Another in-laws thread

Re: Another in-laws thread

While you see them as jaahil, who knows, they might view you as being condescending or proud. Try to create an understanding.

Maybe you should try giving subtle messages... for example... if you hear them making weird blowing noises in the bathroom, ask them if everything is ok, because you're concerned after hearing loud noise. This will make them ask themselves- "hmm, was the noise really that loud?" in addition to, "wah, she's actually concerned."

Or... if they walk on the carpet with their shoes on, say, "Oh, you don't have to wear shoes, the carpet isn't dirty. Feel easy and walk barefoot, we do it."

When you are expected to make 3 rotis per person... take one of the female extended family members and be like, "do you want to help me in the kitchen? I could use the company, then I'll finish faster and also be able to spend more time at the table with you all."

It sounds cheesy, but they are subtle yet caring messages. It's best to give those, then stay completely quiet and eventually run out of patience, leading to a big fight.
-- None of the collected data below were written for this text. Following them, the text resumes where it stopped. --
Issue #73, opened 2019-07-23
[spec compliance] Implement Outputs in Kubernetes Driver


jeremyrickard:
Now that we have mostly added all the relevant output definitions and claims elements, we should complete the picture and implement output handling in the Kubernetes driver. The Kubernetes driver currently handles placing parameter and credentials into files for the invocation image, so we should extend the driver to handle obtaining them from the invocation image, maybe by adding a volume to store the outputs and reading from that? 

I think we should leave _what happens_ to them after they are read from the invocation image up to the end tooling, but we should make the driver able to fetch them.

astrieanna:
We summarized our thoughts on implementation options for the k8s driver here: https://github.com/deislabs/duffle/issues/747#issuecomment-512048160

PR #82, opened 2019-07-25
Add Outputs support to Docker Driver

astrieanna:
In pursuit of https://github.com/deislabs/duffle/issues/747
Fixes https://github.com/deislabs/cnab-go/issues/14 and fixes https://github.com/deislabs/cnab-go/issues/72

This PR:
- In action, if the driver gives you output files, put them in the claim.
- When adding output files to the claim, check that they match the definitions.
- Add Output support in Docker driver, and integration tests for same.
- Make K8s and Command drivers compile, but do not implement support.

cc @youreddy @jeremyrickard

### DIFF
--- a/action/action.go
+++ b/action/action.go
@@ -5,9 +5,11 @@ import (
 	"errors"
 	"fmt"
 	"io"
+	"math"
 	"strings"
 
 	"github.com/deislabs/cnab-go/bundle"
+	"github.com/deislabs/cnab-go/bundle/definition"
 	"github.com/deislabs/cnab-go/claim"
 	"github.com/deislabs/cnab-go/credentials"
 	"github.com/deislabs/cnab-go/driver"
@@ -27,6 +29,129 @@ const stateful = false
 type Action interface {
 	// Run an action, and record the status in the given claim
 	Run(*claim.Claim, credentials.Set, io.Writer) error
+}
+
+func golangTypeToJSONType(value interface{}) (string, error) {
+	switch v := value.(type) {
+	case nil:
+		return "null", nil
+	case bool:
+		return "boolean", nil
+	case float64:
+		// All numeric values are parsed by JSON into float64s. When a value could be an integer, it could also be a number, so give the more specific answer.
+		if math.Trunc(v) == v {
+			return "integer", nil
+		}
+		return "number", nil
+	case string:
+		return "string", nil
+	case map[string]interface{}:
+		return "object", nil
+	case []interface{}:
+		return "array", nil
+	default:
+		return fmt.Sprintf("%T", value), fmt.Errorf("unsupported type: %T", value)
+	}
+}
+
+// allowedTypes takes an output Schema and returns a map of the allowed types (to true)
+// or an error (if reading the allowed types from the schema failed).
+func allowedTypes(outputSchema definition.Schema) (map[string]bool, error) {
+	var outputTypes []string
+	mapOutputTypes := map[string]bool{}
+
+	// Get list of one or more allowed types for this output
+	outputType, ok, err1 := outputSchema.GetType()
+	if !ok { // there are multiple types
+		var err2 error
+		outputTypes, ok, err2 = outputSchema.GetTypes()
+		if !ok {
+			return mapOutputTypes, fmt.Errorf("Getting a single type errored with %q and getting multiple types errored with %q", err1, err2)
+		}
+	} else {
+		outputTypes = []string{outputType}
+	}
+
+	// Turn allowed outputs into map for easier membership checking
+	for _, v := range outputTypes {
+		mapOutputTypes[v] = true
+	}
+
+	// All integers make acceptable numbers, and our helper function provides the most specific type.
+	if mapOutputTypes["number"] {
+		mapOutputTypes["integer"] = true
+	}
+
+	return mapOutputTypes, nil
+}
+
+// keys takes a map and returns the keys joined into a comma-separate string.
+func keys(stringMap map[string]bool) string {
+	var keys []string
+	for k := range stringMap {
+		keys = append(keys, k)
+	}
+	return strings.Join(keys, ",")
+}
+
+// isTypeOK uses the content and allowedTypes arguments to make sure the content of an output file matches one of the allowed types.
+// The other arguments (name and allowedTypesList) are used when assembling error messages.
+func isTypeOk(name, content string, allowedTypes map[string]bool) error {
+	if !allowedTypes["string"] { // String output types are always passed through as the escape hatch for non-JSON bundle outputs.
+		var value interface{}
+		if err := json.Unmarshal([]byte(content), &value); err != nil {
+			return fmt.Errorf("failed to parse %q: %s", name, err)
+		}
+
+		v, err := golangTypeToJSONType(value)
+		if err != nil {
+			return fmt.Errorf("%q is not a known JSON type. Expected %q to be one of: %s", name, v, keys(allowedTypes))
+		}
+		if !allowedTypes[v] {
+			return fmt.Errorf("%q is not any of the expected types (%s) because it is %q", name, keys(allowedTypes), v)
+		}
+	}
+	return nil
+}
+
+func setOutputsOnClaim(claim *claim.Claim, outputs map[string]string) error {
+	var outputErrors []error
+	claim.Outputs = map[string]interface{}{}
+
+	if claim.Bundle.Outputs == nil {
+		return nil
+	}
+
+	for outputName, v := range claim.Bundle.Outputs.Fields {
+		name := v.Definition
+		if name == "" {
+			return fmt.Errorf("invalid bundle: no definition set for output %q", outputName)
+		}
+
+		outputSchema := claim.Bundle.Definitions[name]
+		if outputSchema == nil {
+			return fmt.Errorf("invalid bundle: output %q references definition %q, which was not found", outputName, name)
+		}
+		outputTypes, err := allowedTypes(*outputSchema)
+		if err != nil {
+			return err
+		}
+
+		content := outputs[v.Path]
+		if content != "" {
+			err := isTypeOk(outputName, content, outputTypes)
+			if err != nil {
+				outputErrors = append(outputErrors, err)
+			}
+			claim.Outputs[outputName] = outputs[v.Path]
+		}
+	}
+
+	if len(outputErrors) > 0 {
+		return fmt.Errorf("error: %s", outputErrors)
+	}
+
+	return nil
 }
 
 func selectInvocationImage(d driver.Driver, c *claim.Claim) (bundle.InvocationImage, error) {
@@ -96,6 +221,13 @@ func opFromClaim(action string, stateless bool, c *claim.Claim, ii bundle.Invoca
 	env["CNAB_BUNDLE_NAME"] = c.Bundle.Name
 	env["CNAB_BUNDLE_VERSION"] = c.Bundle.Version
 
+	var outputs []string
+	if c.Bundle.Outputs != nil {
+		for _, v := range c.Bundle.Outputs.Fields {
+			outputs = append(outputs, v.Path)
+		}
+	}
+
 	return &driver.Operation{
 		Action:       action,
 		Installation: c.Name,
@@ -105,6 +237,7 @@ func opFromClaim(action string, stateless bool, c *claim.Claim, ii bundle.Invoca
 		Revision:     c.Revision,
 		Environment:  env,
 		Files:        files,
+		Outputs:      outputs,
 		Out:          w,
 	}, nil
 }
--- a/action/install_test.go
+++ b/action/install_test.go
@@ -1,9 +1,9 @@
 package action
 
 import (
+	"errors"
 	"io/ioutil"
 	"testing"
-	"time"
 
 	"github.com/deislabs/cnab-go/claim"
 	"github.com/deislabs/cnab-go/driver"
@@ -17,21 +17,66 @@ var _ Action = &Install{}
 func TestInstall_Run(t *testing.T) {
 	out := ioutil.Discard
 
-	c := &claim.Claim{
-		Created:    time.Time{},
-		Modified:   time.Time{},
-		Name:       "name",
-		Revision:   "revision",
-		Bundle:     mockBundle(),
-		Parameters: map[string]interface{}{},
-	}
+	t.Run("happy-path", func(t *testing.T) {
+		c := newClaim()
+		inst := &Install{Driver: &mockDriver{
+			shouldHandle: true,
+			Result: driver.OperationResult{
+				Outputs: map[string]string{
+					"/tmp/some/path": "SOME CONTENT",
+				},
+			},
+			Error: nil,
+		}}
+		assert.NoError(t, inst.Run(c, mockSet, out))
+		assert.Equal(t, claim.StatusSuccess, c.Result.Status)
+		assert.Equal(t, claim.ActionInstall, c.Result.Action)
+		assert.Equal(t, map[string]interface{}{"some-output": "SOME CONTENT"}, c.Outputs)
+	})
 
-	inst := &Install{Driver: &driver.DebugDriver{}}
-	assert.NoError(t, inst.Run(c, mockSet, out))
+	t.Run("when the bundle has no outputs", func(t *testing.T) {
+		c := newClaim()
+		c.Bundle.Outputs = nil
+		inst := &Install{
+			Driver: &mockDriver{
+				shouldHandle: true,
+				Result:       driver.OperationResult{},
+				Error:        nil,
+			},
+		}
+		assert.NoError(t, inst.Run(c, mockSet, out))
+		assert.Equal(t, claim.StatusSuccess, c.Result.Status)
+		assert.Equal(t, claim.ActionInstall, c.Result.Action)
+		assert.Empty(t, c.Outputs)
+	})
 
-	inst = &Install{Driver: &mockFailingDriver{}}
-	assert.Error(t, inst.Run(c, mockSet, out))
+	t.Run("error case: driver can't handle image", func(t *testing.T) {
+		c := newClaim()
+		inst := &Install{
+			Driver: &mockDriver{
+				shouldHandle: false,
+				Error:        errors.New("I always fail"),
+			},
+		}
+		assert.Error(t, inst.Run(c, mockSet, out))
+	})
 
-	inst = &Install{Driver: &mockFailingDriver{shouldHandle: true}}
-	assert.Error(t, inst.Run(c, mockSet, out))
+	t.Run("error case: driver returns error", func(t *testing.T) {
+		c := newClaim()
+		inst := &Install{
+			Driver: &mockDriver{
+				shouldHandle: true,
+				Result: driver.OperationResult{
+					Outputs: map[string]string{
+						"/tmp/some/path": "SOME CONTENT",
+					},
+				},
+				Error: errors.New("I always fail"),
+			},
+		}
+		assert.Error(t, inst.Run(c, mockSet, out))
+		assert.Equal(t, claim.StatusFailure, c.Result.Status)
+		assert.Equal(t, claim.ActionInstall, c.Result.Action)
+		assert.Equal(t, map[string]interface{}{"some-output": "SOME CONTENT"}, c.Outputs)
+	})
 }
--- a/action/run_custom_test.go
+++ b/action/run_custom_test.go
@@ -1,9 +1,9 @@
 package action
 
 import (
+	"errors"
 	"io/ioutil"
 	"testing"
-	"time"
 
 	"github.com/deislabs/cnab-go/claim"
 	"github.com/deislabs/cnab-go/driver"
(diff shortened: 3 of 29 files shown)


jeremyrickard:
🎊 thanks for the hard work @astrieanna @youreddy

driver/docker/docker_integration_test.go
```diff
@@ -0,0 +1,36 @@
...
+
+	"github.com/deislabs/cnab-go/driver"
+	"github.com/stretchr/testify/assert"
+)
+
+func TestDriver_Run(t *testing.T) {
+	op := &driver.Operation{
+		Installation: "example",
+		Action:       "install",
+		Image:        "pvtlmc/example-outputs@sha256:ae3c1c719d87e981ecfdf84862ff389ce6a1281c99372f45d158f52e3d5be3dc",
```
silvin-lubecki: Could we build this bundle locally? I'm a little bit worried to run test against an unknown image pushed on a registry. If the image is accidentally deleted the test will fail and we won't be able to re-push the exact same image.
And most of all I think the whole sources of this integration test acts also as an example/documentation, and then without the `cnab/run` sources and/or the `Dockerfile` to produce the image, we are missing something.

driver/docker/docker_integration_test.go
```diff
@@ -0,0 +1,36 @@
...
+		Outputs:      []string{"/cnab/app/outputs/output1", "/cnab/app/outputs/output2"},
+	}
+
+	var output bytes.Buffer
+	op.Out = &output
+	op.Environment = map[string]string{}
```
silvin-lubecki: nit:
```go
op.Environment = map[string]string{
    "CNAB_ACTION":            op.Action,
    "CNAB_INSTALLATION_NAME": op.Installation,
}
```

driver/driver.go
```diff
@@ -33,6 +33,8 @@ type Operation struct {
 	Environment map[string]string `json:"environment"`
 	// Files contains files that should be injected into the invocation image.
 	Files map[string]string `json:"files"`
+	// Outputs
```
silvin-lubecki: Could this comment be more precise? What is intended in this field, paths?

driver/docker/docker.go
```diff
@@ -153,11 +158,41 @@ func (d *Driver) exec(op *driver.Operation) error {
...
+		return driver.OperationResult{}, err
+	}
+	defer os.RemoveAll(outputsFolder)
+
+	// On Mac, the default temp folder (set by the $TMPDIR env variable) is in /var.
+	// Docker for Mac (by default) can access these paths at /private/var but not /var.
+	// To make things work smoothly, we'll adjust the path when no config is set:
+	if runtime.GOOS == "darwin" {
+		if d.config["OUTPUTS_MOUNT_PATH"] == "" && strings.HasPrefix(outputsFolder, "/var") {
+			outputsFolder = "/private" + outputsFolder
```
silvin-lubecki: nit: use `filepath.Join` instead?

driver/docker/docker.go
```diff
@@ -153,11 +158,41 @@ func (d *Driver) exec(op *driver.Operation) error {
...
 	}
 
-	hostCfg := &container.HostConfig{AutoRemove: true}
+	outputsFolder, err := ioutil.TempDir(d.config["OUTPUTS_MOUNT_PATH"], "outputs")
+	if err != nil {
+		return driver.OperationResult{}, err
+	}
+	defer os.RemoveAll(outputsFolder)
+
+	// On Mac, the default temp folder (set by the $TMPDIR env variable) is in /var.
```
silvin-lubecki: Thanks for spotting that, just added this feedback to the Docker Desktop Team, should be shortly fixed 👍

driver/docker/docker.go
```diff
@@ -153,11 +158,41 @@ func (d *Driver) exec(op *driver.Operation) error {
...
+			outputsFolder = "/private" + outputsFolder
+		}
+	}
+
+	err = os.Chmod(outputsFolder, 0777)
+	if err != nil {
+		return driver.OperationResult{}, err
+	}
+
+	hostCfg := &container.HostConfig{
```
silvin-lubecki: I wonder if we should use bind mounts, as it forbids executing the CNAB remotely 🤔 
I guess we should instead copy the output directory, symmetrically to the [inputs](https://github.com/deislabs/cnab-go/blob/master/driver/docker/docker.go#L178) which are tared then copied to the container (and not binded).

action/uninstall_test.go
```diff
@@ -17,42 +17,68 @@ var _ Action = &Uninstall{}
...
-	assert.Error(t, uninst.Run(c, mockSet, out))
-	if c.Result.Message == "" {
-		t.Error("Expected error message in claim result message")
-	}
-
-	if c.Result.Action != claim.ActionUninstall {
-		t.Errorf("Expected claim result action to be %v, got %v", claim.ActionUninstall, c.Result.Action)
-	}
+	// error case: driver doesn't handle image
+	c = newClaim()
```
silvin-lubecki: I think each `c = newClaim()` should be split and put into a golang sub test:
```go
t.Run("happy-path", func(t *testing.T){
...
}
```

action/run_custom_test.go
```diff
@@ -17,35 +17,82 @@ var _ Action = &RunCustom{}
 
 func TestRunCustom(t *testing.T) {
 	out := ioutil.Discard
-	is := assert.New(t)
 
+	// happy path
```
silvin-lubecki: I think each `c = newClaim()` should be split and put into a golang sub test:
```go
t.Run("happy-path", func(t *testing.T){
...
}
```

action/install_test.go
```diff
@@ -17,21 +17,62 @@ var _ Action = &Install{}
...
 
-	c := &claim.Claim{
-		Created:    time.Time{},
-		Modified:   time.Time{},
-		Name:       "name",
-		Revision:   "revision",
-		Bundle:     mockBundle(),
-		Parameters: map[string]interface{}{},
-	}
+	// happy path
```
silvin-lubecki: I think each `c = newClaim()` should be split and put into a golang sub test:
```go
t.Run("happy-path", func(t *testing.T){
...
}
```

action/action.go
```diff
@@ -98,6 +183,13 @@ func opFromClaim(action string, stateless bool, c *claim.Claim, ii bundle.Invoca
 	env["CNAB_BUNDLE_NAME"] = c.Bundle.Name
 	env["CNAB_BUNDLE_VERSION"] = c.Bundle.Version
 
+	var outputs []string
+	if c.Bundle.Outputs != nil {
+		for k := range c.Bundle.Outputs.Fields {
```
silvin-lubecki: nit:
```go
for k, v := range c.Bundle.Outputs.Fields {
    outputs = append(outputs, v.Path)
}
```

action/action.go
```diff
@@ -29,6 +30,90 @@ type Action interface {
...
+		return "object", nil
+	case []interface{}:
+		return "array", nil
+	default:
+		return fmt.Sprintf("%T", value), fmt.Errorf("unsupported type: %T", value)
+	}
+}
+
+func setOutputsOnClaim(claim *claim.Claim, outputs map[string]string) error {
+	outputErrors := []string{}
```
silvin-lubecki: nit: `var outputErrors []string`

action/action.go
```diff
@@ -29,6 +30,90 @@ type Action interface {
...
+	claim.Outputs = map[string]interface{}{}
+
+	if claim.Bundle.Outputs != nil {
```
silvin-lubecki: nit: Early return is easier to read:
```go
if claim.Bundle.Outputs == nil{
    return nil
}
```

action/action.go
```diff
@@ -29,6 +30,90 @@ type Action interface {
...
+		for outputName, v := range claim.Bundle.Outputs.Fields {
+			name := claim.Bundle.Outputs.Fields[outputName].Definition
```
silvin-lubecki: nit:
```go
name := v.Definition
```

action/action.go
```diff
@@ -29,6 +30,90 @@ type Action interface {
...
+			outputSchema := claim.Bundle.Definitions[name]
+
+			var outputTypes []string
+			outputType, ok, _ := outputSchema.GetType()
+			if !ok { // there are multiple types
+				var err error
+				outputTypes, ok, err = outputSchema.GetTypes()
+				if !ok {
+					panic(err)
```
silvin-lubecki: KEEP CALM AND DON'T PANIC 😸 
I think you can early return here with an error?

action/action.go
```diff
@@ -29,6 +30,90 @@ type Action interface {
...
+func setOutputsOnClaim(claim *claim.Claim, outputs map[string]string) error {
+	outputErrors := []string{}
+	claim.Outputs = map[string]interface{}{}
+
+	if claim.Bundle.Outputs != nil {
+		for outputName, v := range claim.Bundle.Outputs.Fields {
+			name := claim.Bundle.Outputs.Fields[outputName].Definition
+			outputSchema := claim.Bundle.Definitions[name]
+
+			var outputTypes []string
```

Ask your husband to encourage the relatives to help you in the kitchen... otherwise, tell him you can't cook so much and will have to spend money on outside food.

Think about it this way... you have to adjust and tolerate them, but they have to do the same for you if you stay at their home in the pind. If you go to their home and don't wear shoes, they might tell you to wear shoes. They might find it weird that you don't eat as much and arrange for food that you like. You don't want them to think that you're looking down on them, internally they probably feel low class compared to you anyways.

Btw, the pind isn't that bad, it's got culture.